BeautifulSoup doesn't take the full HTML code

I'm having some troubles with this code, where I try to take all Pokemon's names from pokedex.org. My original code is the following :

import requests
from bs4 import BeautifulSoup

url = 'https://pokedex.org/'
html = BeautifulSoup(requests.get(url).content,'lxml')

uls = html.find('ul', attrs = {'id':'monsters-list'})

print(uls.prettify())

Then, uls should contain some <li></li> which themselves contain <span></span> where the name is wrapped in. It works quite well taking all the content for the exact 100 first Pokemons, but then it returns me empty <li></li> for the 500 others. I've tried different parsers such as html.parser, html5lib and lxml but it doesn't change anything.

Upvotes: 1

Views: 3133

Answers (2)

KailasMM
KailasMM

Reputation: 106

It looks like the element is being created by JavaScript, but requests can't handle dynamically generated elements by JavaScript. (correct me if i'm wrong)

I suggest using selenium together with ChromeWebDriver to get the page source, then you can use BeautifulSoup for parsing.

(Assuming you use chrome browser)

  1. visit: chrome://settings/help and check your chrome version
  2. download suitable version of chromewebdriver from official website (https://chromedriver.chromium.org/downloads)
  3. place chromedriver.exe and python file in same directory

finally we get to the code

import requests
from bs4 import BeautifulSoup
from selenium import webdriver
from selenium.webdriver.chrome.options import Options

# headless background execution
Options = Options()
Options.headless = True

url = "https://pokedex.org/"
browser = webdriver.Chrome(options=Options)
browser.get(url)

html = BeautifulSoup(requests.get(url).content, 'lxml')
uls = html.find('ul', attrs={'id': 'monsters-list'})

print(uls.prettify())

Upvotes: 1

Samsul Islam
Samsul Islam

Reputation: 2609

The page is loaded dynamically, therefore requests won't support it.
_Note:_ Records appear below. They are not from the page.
PR #619, opened 2026-01-22
Add MPC stations from Project Pluto, assuming no motion.

luigigisolfi:
This PR adds Tudat support for optical observatories [listed on Project Pluto](https://www.projectpluto.com/mpc_stat.txt).
Project Pluto provides geodetic positions and parallax measurements (`rho_cos_phi`, `rho_sin_phi`). These were converted to Cartesian Coordinates via a standalone code that implements the following: 

```
            x = EARTH_RADIUS * rho_cos_phi * math.cos(lon_rad)
            y = EARTH_RADIUS * rho_cos_phi * math.sin(lon_rad)
            z = EARTH_RADIUS_* rho_sin_phi
```

Since no velocities are directly available for those observatories, I created a corresponding velocities files containing all zeros in its columns. 

Both positions and velocities are then saved to the `mpc.sit` and `mpc.vel` files, which needs to be added to the `resources` folder, where also `glo.sit` is found (same applies for `mpc.vel` and `mpc_codes.dat`). 

Converting back the results from the `mpc.sit` file (`cartesian -> geodetic`) returns Project Pluto's latitudes and longitudes up to `~1e-5 deg` for most stations, while altitude differences wrt to Project Pluto are typically `~10 meters`, although some might be bigger because of ambiguous/erroneous ellipsoidal/geodetic definition (see this [discussion] (https://www.projectpluto.com/mpc_stat.htm)). These differences are acceptable as they should not matter much in routine SSA analysis.

### DIFF
--- a/include/tudat/simulation/environment_setup/defaultBodies.h
+++ b/include/tudat/simulation/environment_setup/defaultBodies.h
@@ -295,6 +295,8 @@ std::vector< std::shared_ptr< GroundStationSettings > > getDsnStationSettings( )
 
 std::vector< std::shared_ptr< GroundStationSettings > > getEvnStationSettings( );
 
+std::vector< std::shared_ptr< GroundStationSettings > > getMPCStationSettings( );
+
 std::vector< std::shared_ptr< GroundStationSettings > > getRadioTelescopeStationSettings( );
 
 }  // namespace simulation_setup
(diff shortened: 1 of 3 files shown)


luigigisolfi:
@DominicDirkx Leaving this as a draft for now. If we like the changes and methodology, we can merge it

DominicDirkx:
Sounds good! Do you already have the extra files for the resources somewhere?

luigigisolfi:
@DominicDirkx I created a PR on tudat-resources: https://github.com/tudat-team/tudat-resources/pull/8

We can use Selenium as an alternative to scrape the page and need scroll page down also.

Install it with: pip install selenium.

Download the correct ChromeDriver from here. Here is code :

from bs4 import BeautifulSoup
from selenium import webdriver
import time

url = 'https://pokedex.org/'
webdriver = webdriver.Chrome()
webdriver.get(url)
time.sleep(2)

webdriver.execute_script("window.scrollTo(0, document.body.scrollHeight);")
time.sleep(5)
html = BeautifulSoup(webdriver.page_source,'lxml')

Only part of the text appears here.